Well-trained software contains errors too.
Let’s start with a riddle: “A man and his son are in a terrible accident and are rushed to the hospital in critical condition. The doctor looks at the boy and exclaims, “I can’t operate on this boy, he’s my son!” How could this be?” When you’re clueless, you’re probably biased. (The answer can be found at the bottom of this blog post.)
You’re not the only one whose presumptions keep you puzzled; lots of other people are biased too – the same people who create machine learning and artificial intelligence programs. And when people make these kinds of errors, so do their creations, the algorithms that make decisions for you. And when wrong data is fed into these algorithms, they also make the wrong decisions.
But why do these bots contain biases? The answer is simple – the bot is trained with a biased data set. If an intelligent machine wants to understand something, it must have to be taught to do so. And an algorithm doesn’t know what it hasn’t learned. When you start with machine learning, you start with a blank slate.

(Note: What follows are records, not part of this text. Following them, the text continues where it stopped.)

PR #46, opened 2020-07-01
Scheduled interview dao interface

GrantComm:


src/main/java/com/google/sps/data/ScheduledInterviewDao.java
```diff
@@ -0,0 +1,27 @@
...
+
+package com.google.sps;
+
+/**
+ * ScheduledInterviewDao includes the basic methods anything managing ScheduledInterview entities
+ * must support.
+ */
+public interface ScheduledInterviewDao {
+  // Returns a ScheduledInterview object from storage
+  public ScheduledInterview get() throws com.google.appengine.api.datastore.EntityNotFoundException;
```
apluscs: TODO here about possibly changing this exception handling to an Optional or some exception we define. We'll see what happens in PR 39

apluscs (approved):
Just a TODO

meagancheese (approved):
LGTM

src/main/java/com/google/sps/data/ScheduledInterviewDao.java
jalexanderqed: This probably needs to take the key of the ScheduledInterview that you want to retrieve. A more helpful interface might be to get all the ScheduledInterview records for a particular user, but special methods like that can be added later. For now, it definitely needs to take some kind of key.

jalexanderqed: I think we discussed yesterday that you should wrap the datastore-specific exception objects in your own class. Here are some instructions on doing that: https://www.baeldung.com/java-new-custom-exception. Your custom NotFound exception should probably take a com.google.appengine.api.datastore.EntityNotFoundException as a constructor argument.

src/main/java/com/google/sps/data/ScheduledInterviewDao.java
```diff
@@ -0,0 +1,27 @@
...
+
+  // Puts a ScheduledInterview object into storage.
+  public void put(ScheduledInterview scheduledInterview);
```
jalexanderqed: Consider having create() and update() methods rather than just put. I think this generally keeps the logic cleaner both inside the methods and at the call sites. You don't necessarily have to do this, but I'd like to hear your reasoning if you don't.

jalexanderqed (changes requested):

src/main/java/com/google/sps/data/ScheduledInterviewDao.java
jalexanderqed: I meant that you should also delete `put` here since it is no longer necessary with `create` and `delete`. Sorry, I see why this wasn't clear from my first comment.

src/main/java/com/google/sps/data/ScheduledInterviewDao.java
```diff
@@ -0,0 +1,37 @@
...
+  public Optional<ScheduledInterview> get(String email);
+
+  // Puts a ScheduledInterview into storage.
+  public void put(ScheduledInterview scheduledInterview);
+
+  // Updates a ScheduledInterview in storage.
+  public void update(ScheduledInterview oldScheduledInterview);
+
+  // Creates a ScheduledInterview entity.
+  public Entity create(ScheduledInterview scheduledInterview);
```
jalexanderqed, line 33: Minor: `create()` usually comes before `update`.

GrantComm: Done

src/main/java/com/google/sps/data/ScheduledInterviewDao.java
GrantComm: Did you mean create and update here?

src/main/java/com/google/sps/data/ScheduledInterviewDao.java
```diff
@@ -0,0 +1,36 @@
...
+
+import com.google.appengine.api.datastore.Entity;
+import java.util.Optional;
+
+/**
+ * ScheduledInterviewDao includes the basic methods anything managing ScheduledInterview entities
+ * must support.
+ */
+public interface ScheduledInterviewDao {
+  // Returns a the most first ScheduledInterview object from storage using the users email as the
```
jalexanderqed: This comment seems grammatically problematic. (a the most first)

src/main/java/com/google/sps/data/ScheduledInterviewDao.java
```diff
@@ -0,0 +1,36 @@
...
+  // key.
+  public Optional<ScheduledInterview> get(String email);
```
jalexanderqed: Is this actually a useful `get()` interface for scheduled interviews? It seems like returning all interviews for a particular user would be required in most cases.

src/main/java/com/google/sps/data/ScheduledInterviewDao.java
jalexanderqed: `using the user's email` is not very specific as to which interviews will be returned. Is it all interviews in which the user will participate (as any participant)? If so, the email cannot be the key since both the interviewer and interviewee's email cannot be the key. `getForPerson()` might be a more appropriate method and would return all interviews in which a user will participate.

jalexanderqed (changes requested):
Sorry, I rushed through my previous review and didn't pay enough attention to get(). Please discuss with Claire and Meagan if necessary what behavior you expect to need from this DAO. Getting by key is actually unlikely to be useful for ScheduledInterview objects, though you should decide what key you are going to use (it might just be the auto-generated Datastore one).

src/main/java/com/google/sps/data/ScheduledInterviewDao.java
```diff
@@ -0,0 +1,39 @@
...
+import java.util.Optional;
+import java.util.List;
+
+/**
+ * ScheduledInterviewDao includes the basic methods anything managing ScheduledInterview entities
+ * must support.
+ */
+public interface ScheduledInterviewDao {
+  // Returns the ScheduledInterview object.
+  public Optional<ScheduledInterview> get(Long id);
```
jalexanderqed: This should take `long` (the primitive type) rather than the class wrapper (java.lang.Long), which you have here.

jalexanderqed (changes requested):

jalexanderqed (approved):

Unfortunately, datasets are not always in perfect order. In fact, all datasets contain biases, i.e., the data is collected with a certain bias; bias in the underlying model, bias in what data is collected, bias in the algorithm itself, and bias in the reporting – and bias in the humans who use it.
Certain groups of people may be excluded from the datasets, usually not intentionally, but still noticeably. When this bias leads to discrimination based on gender, ethnicity, or otherwise, this is cause for concern. For example, Joy Buolamwini from MIT discovered that women with dark skin are not well-recognized by facial recognition software – software that is available on the market.
“Human data encodes human biases by default. Being aware of this is a good start (…).” Ben Packer et al. (Google AI)
When we use algorithms to make decisions for other people, it is important to take a good look at the data. But what if you get the software ready-made from the market?
Take the state-of-the-art image recognition software as an example. This kind of software now performs excellently. In the recognition of everyday objects, the machine fares better than humans. This is because this software has been extensively trained and tested with millions, perhaps billions, of examples. Yet it still makes mistakes, just like people do.
The user benefits from the wealth of experience that the software has already gained from the supplier and previous users. That is great because it allows AI projects to advance faster. The systems no longer need to be trained extensively. But the downside is, you don’t know how the software learned its trade. And what bias you get out-of-the-box. The software itself (and the software supplier) won’t tell you.
You can unknowingly buy prejudices together with your software. Unknowingly, but with all the consequences of the decisions that the software makes. Do you not exclude population groups? And what are the risks for getting in the news because we have started to discriminate? You don’t want to go viral with stories how your apps discriminate.
* Answer: The doctor is the mother of the boy.